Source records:
----------------------------------------
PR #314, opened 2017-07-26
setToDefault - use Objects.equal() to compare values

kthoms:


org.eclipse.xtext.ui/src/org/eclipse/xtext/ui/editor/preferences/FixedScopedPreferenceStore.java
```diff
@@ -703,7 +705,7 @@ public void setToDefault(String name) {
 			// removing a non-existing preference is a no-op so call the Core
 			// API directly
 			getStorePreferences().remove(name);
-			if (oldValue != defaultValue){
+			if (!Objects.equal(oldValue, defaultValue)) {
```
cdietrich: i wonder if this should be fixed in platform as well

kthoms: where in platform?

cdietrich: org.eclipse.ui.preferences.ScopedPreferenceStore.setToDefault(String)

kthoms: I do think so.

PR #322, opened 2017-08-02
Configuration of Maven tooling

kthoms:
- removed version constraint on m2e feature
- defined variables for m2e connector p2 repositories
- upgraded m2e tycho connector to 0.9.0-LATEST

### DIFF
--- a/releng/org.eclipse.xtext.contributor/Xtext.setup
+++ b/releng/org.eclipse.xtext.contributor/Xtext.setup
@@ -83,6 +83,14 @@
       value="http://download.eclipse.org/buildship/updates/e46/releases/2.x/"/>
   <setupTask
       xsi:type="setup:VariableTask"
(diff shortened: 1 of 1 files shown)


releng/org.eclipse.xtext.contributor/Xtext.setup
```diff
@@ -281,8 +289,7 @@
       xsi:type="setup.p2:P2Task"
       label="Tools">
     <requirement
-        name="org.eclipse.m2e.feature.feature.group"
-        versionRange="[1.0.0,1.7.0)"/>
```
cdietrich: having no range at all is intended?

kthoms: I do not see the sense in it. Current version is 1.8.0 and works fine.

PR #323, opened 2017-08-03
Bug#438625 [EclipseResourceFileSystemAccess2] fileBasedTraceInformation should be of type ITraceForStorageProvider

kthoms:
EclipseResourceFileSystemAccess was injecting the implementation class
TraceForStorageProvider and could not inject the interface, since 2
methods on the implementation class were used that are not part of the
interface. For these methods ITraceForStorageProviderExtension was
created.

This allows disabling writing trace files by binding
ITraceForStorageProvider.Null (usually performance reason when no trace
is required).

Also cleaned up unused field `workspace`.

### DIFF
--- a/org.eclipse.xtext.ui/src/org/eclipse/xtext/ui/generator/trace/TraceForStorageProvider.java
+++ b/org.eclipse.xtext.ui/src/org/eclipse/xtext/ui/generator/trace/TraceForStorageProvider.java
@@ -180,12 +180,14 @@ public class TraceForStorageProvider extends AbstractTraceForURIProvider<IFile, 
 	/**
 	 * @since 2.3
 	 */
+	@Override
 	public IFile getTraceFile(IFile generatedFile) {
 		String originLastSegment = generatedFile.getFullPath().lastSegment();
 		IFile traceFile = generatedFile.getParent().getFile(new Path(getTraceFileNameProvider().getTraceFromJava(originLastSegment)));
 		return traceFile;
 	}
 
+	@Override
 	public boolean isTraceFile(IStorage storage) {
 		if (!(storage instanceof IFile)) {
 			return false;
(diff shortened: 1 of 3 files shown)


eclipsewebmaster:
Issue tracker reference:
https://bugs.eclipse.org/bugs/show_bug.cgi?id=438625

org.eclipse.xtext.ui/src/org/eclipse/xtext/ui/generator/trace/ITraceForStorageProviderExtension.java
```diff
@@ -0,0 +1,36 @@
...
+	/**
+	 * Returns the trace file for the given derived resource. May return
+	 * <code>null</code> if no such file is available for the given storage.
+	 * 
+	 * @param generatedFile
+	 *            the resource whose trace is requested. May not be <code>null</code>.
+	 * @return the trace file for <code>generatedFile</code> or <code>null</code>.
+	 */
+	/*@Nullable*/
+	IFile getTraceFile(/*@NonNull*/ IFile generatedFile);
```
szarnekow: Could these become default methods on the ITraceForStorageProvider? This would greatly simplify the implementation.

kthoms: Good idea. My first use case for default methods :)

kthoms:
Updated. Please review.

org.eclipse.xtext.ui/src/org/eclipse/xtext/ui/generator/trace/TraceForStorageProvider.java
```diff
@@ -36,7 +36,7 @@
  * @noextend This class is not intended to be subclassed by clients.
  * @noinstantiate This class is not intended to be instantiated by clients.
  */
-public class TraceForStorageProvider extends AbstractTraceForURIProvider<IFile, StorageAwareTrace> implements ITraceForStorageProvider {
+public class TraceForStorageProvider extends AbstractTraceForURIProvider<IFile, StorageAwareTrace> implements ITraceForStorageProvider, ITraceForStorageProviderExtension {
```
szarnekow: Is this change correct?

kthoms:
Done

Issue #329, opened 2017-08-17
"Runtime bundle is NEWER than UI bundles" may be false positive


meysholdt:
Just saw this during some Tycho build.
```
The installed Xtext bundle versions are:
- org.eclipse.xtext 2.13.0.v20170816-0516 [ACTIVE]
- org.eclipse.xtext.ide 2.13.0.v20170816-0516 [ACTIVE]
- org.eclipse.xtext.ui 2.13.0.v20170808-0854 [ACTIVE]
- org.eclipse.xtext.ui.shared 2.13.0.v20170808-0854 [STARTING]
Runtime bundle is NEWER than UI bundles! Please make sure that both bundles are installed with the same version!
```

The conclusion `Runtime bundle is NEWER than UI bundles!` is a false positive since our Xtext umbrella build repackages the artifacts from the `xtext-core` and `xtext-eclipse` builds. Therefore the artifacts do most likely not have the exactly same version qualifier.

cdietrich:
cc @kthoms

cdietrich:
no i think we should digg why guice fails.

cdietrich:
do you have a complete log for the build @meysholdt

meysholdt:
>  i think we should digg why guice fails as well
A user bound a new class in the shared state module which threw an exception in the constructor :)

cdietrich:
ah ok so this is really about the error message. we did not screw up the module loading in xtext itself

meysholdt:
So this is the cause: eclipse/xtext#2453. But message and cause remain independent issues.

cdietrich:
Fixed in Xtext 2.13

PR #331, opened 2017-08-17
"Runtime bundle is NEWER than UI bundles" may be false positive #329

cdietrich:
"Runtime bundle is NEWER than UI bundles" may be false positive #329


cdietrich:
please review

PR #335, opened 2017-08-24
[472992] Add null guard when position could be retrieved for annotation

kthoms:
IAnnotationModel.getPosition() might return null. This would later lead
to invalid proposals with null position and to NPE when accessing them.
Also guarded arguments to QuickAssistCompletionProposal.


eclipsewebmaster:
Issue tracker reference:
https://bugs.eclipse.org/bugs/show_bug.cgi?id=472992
----------------------------------------
Task to complete: Go over the data and return every line that includes the word "message".

Solution:
ah ok so this is really about the error message. we did not screw up the module loading in xtext itself
So this is the cause: eclipse/xtext#2453. But message and cause remain independent issues.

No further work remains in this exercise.